PR #2073, opened 2019-03-05
The Admin datepicker requires the user to hit enter after typing in a…

tolyshevchuk:
The Admin datepicker requires the user to hit enter after typing in a date-time manually for it to be saved.
Added validation of manual input date and date from datepicker.


Jerry77oz (approved):

Jerry77oz:
@tolyshevchuk when we have a QA issue, add it on here so it get's referenced back. For example:

BroadleafCommerce/QA#3519

PR #2081, opened 2019-03-14
Changing addresses from a taxable address to a non-taxable address still retains original tax

cja769:
The issue was caused by checking if the tax factor was zero or null and then skipping all subsequent operations. Because of this if there was already a non-zero tax applied it wouldn't be removed when the tax was changed to zero. The core logic around this was moved to `applyTaxFactor` where now it handles looking for the case where if a tax record is found and the tax factor to be applied is zero then the tax record is removed from the list of tax details.

Additionally `calculateTaxForOrder` method was heavily refactored since it had repetitive code and was hard to modify in a client application because of its size.


phillipuniverse (approved):
👍 LGTM, your reasoning and what you did by removing existing tax records makes sense. I guess the only thing that we support is the `COMBINED` tax anyway?

PR #2082, opened 2019-03-20
Fixed an issue with internalization messages locale filter

StanislavFedorov:
https://github.com/BroadleafCommerce/QA/issues/3606


Jerry77oz:
@StanislavFedorov the fix for the actual filter UI is much better now but we are still hitting a small issue. We now have the filter that uses `contains`

image

But setting `en` in the field returns no results. It looks like it is doing an exact match since if I enter in `en_US` it does bring back the messages that have that locale.

Jerry77oz (changes requested):
See comment in conversation.

StanislavFedorov:
@Jerry77oz 
I have solved this issue in other way. Via "is in" filter (but not "contains"). I have reworked a little bit both backend and frontend code.

Jerry77oz (approved):

Jerry77oz:
Looks good!

PR #2090, opened 2019-04-02
Upgrade woodstox core asl version

Vitalij-Voronkoff:
Requires:BroadleafCommerce/BroadleafCommerce#2089

This upgrade needs to fix conflict old libraries needed to Apache CXF. BroadleafCommerce/blc-cybersource-payment#15

### DIFF
--- a/common/src/test/java/org/broadleafcommerce/common/rule/MvelHelperTest.java
+++ b/common/src/test/java/org/broadleafcommerce/common/rule/MvelHelperTest.java
@@ -112,45 +112,9 @@ public class MvelHelperTest extends TestCase {
         boolean result = MvelHelper.evaluateRule("request.properties['blcSearchTerm'] == 'hot'", parameters);
         assertTrue(result);
     }
-
-    /**
-     * Confirms MVEL failure for special overloaded method case.
-     * </p>
-     * During compilation, if an mvel expression contains a method calls with params, mvel will attempt to identify a perfect
-     * method signature match based on the types of the params. However, if the method is overloaded and one or more of
-     * the params are null, mvel will not be able to 100% identify the right method version if the overloaded methods
-     * have the same quantity of params and have type overlap. Take this example:
-     * </p>
-     * {@code SelectizeCollectionUtils#intersection(String param, Iterable param2);}
-     * {@code SelectizeCollectionUtils#intersection(Iterable param, Iterable param2);}
-     * </p>
-     * If a rule is executed calling the intersection method and a null is passed in for the first parameter, mvel will
-     * not know which method to pick, so it will end up picking one of them. This has proven to be undetermined at runtime,
-     * which has made the problem even harder to identify. Furthermore, once the choice is made during compilation,
-     * that compiled expression will utilize the "incorrect" choice going forward, which will cause the expression to
-     * fail, even when neither param is null. In fact, in the case above, mvel will "coerce" the first param Iterable
-     * instance into a String (i.e. flatten the list representation into a comma delimited String) in order to continue
-     * calling the method identified during compilation. This causes the expression to permanently be in an incorrect
-     * state from which it will never recover.
-     */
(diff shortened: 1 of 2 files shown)


common/src/test/java/org/broadleafcommerce/common/rule/MvelHelperTest.java
```diff
@@ -112,45 +112,9 @@ public void testRequestMapProperty() {
...
-     * If a rule is executed calling the intersection method and a null is passed in for the first parameter, mvel will
-     * not know which method to pick, so it will end up picking one of them. This has proven to be undetermined at runtime,
-     * which has made the problem even harder to identify. Furthermore, once the choice is made during compilation,
-     * that compiled expression will utilize the "incorrect" choice going forward, which will cause the expression to
-     * fail, even when neither param is null. In fact, in the case above, mvel will "coerce" the first param Iterable
-     * instance into a String (i.e. flatten the list representation into a comma delimited String) in order to continue
-     * calling the method identified during compilation. This causes the expression to permanently be in an incorrect
-     * state from which it will never recover.
-     */
-    public void testMvelMethodOverloadFailureCase() throws IOException {
```
phillipuniverse, line 136: Why did you delete this test?

pom.xml
```diff
@@ -1114,7 +1114,7 @@
             <dependency>
                 <groupId>org.mvel</groupId>
                 <artifactId>mvel2</artifactId>
-                <version>2.2.1.Final</version>
+                <version>2.4.3.Final</version>
```
phillipuniverse, line 1117: Why did you need to update mvel?

phillipuniverse (changes requested):
I don't really have the context to approve/deny this PR, but the MVEL change seems suspect.

common/src/test/java/org/broadleafcommerce/common/rule/MvelHelperTest.java
Vitalij-Voronkoff: this test failures while project building. I found that in 5.2 this test was deleted as not necessary because mvel version upgraded. I need to build framework version 5.0 because I need to upgrade woodstox library version, because old version causes error working with Apache CXF

Vitalij-Voronkoff: Context this task https://github.com/BroadleafCommerce/blc-cybersource-payment/pull/15

riteshadhikari17 (approved):

phillipuniverse:
@riteshadhikari17 it looks like the questions that I had and the reason that I requested changes went unanswered. What is the reason for us upgrading this version of MVEL in this 5.0 version?

danielcolgrove:
@Vitalij-Voronkoff has been on vacation.  I suspect it's a dependency caused by the upgrade from Axis1 to Axis2.

riteshadhikari17:
@phillipuniverse Its actually upgrade from axis1 to cxf. Vitali has notes on this PR https://github.com/BroadleafCommerce/blc-cybersource-payment/pull/15

danielcolgrove:
Yes, correct....not axis2.

phillipuniverse:
@danielcolgrove @riteshadhikari17 I think you guys are missing the point, or maybe I am? This PR includes an upgrade to MVEL. Why does this PR have anything to do with MVEL? What does MVEL have to do at all with axis or cxf?

If the issue was a test failure _without_ upgrading the MVEL version, then it sounds like that test failure was legitimate.

danielcolgrove:
@phillipuniverse I understand the question.  I would need to defer to Vitalii as to why it was required.  Upgrading MVEL wasn't part of the original unit of work.  I suspect the upgrade came in as a series of dependency upgrades.  Vitalii is back toward the end of the week and we can get more details once he returns.  @riteshadhikari17 If it makes sense from a timing perspective to revert this issue, let's do that.

PR #2110, opened 2019-05-16
Upgrade jQuery to latest version 3.4.1

StanislavFedorov:
https://github.com/BroadleafCommerce/QA/issues/3656

There were several type of issues:

1. Deprecated event aliases. 

".load, .unload, and .error, deprecated since jQuery 1.8, are no more. Use .on() to register listeners"
in files:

----

__Directions__. Where a line in the records above includes the string "Iterable", show it.

__Response to this exercise__.
-     * {@code SelectizeCollectionUtils#intersection(String param, Iterable param2);}
-     * {@code SelectizeCollectionUtils#intersection(Iterable param, Iterable param2);}
-     * fail, even when neither param is null. In fact, in the case above, mvel will "coerce" the first param Iterable
-     * fail, even when neither param is null. In fact, in the case above, mvel will "coerce" the first param Iterable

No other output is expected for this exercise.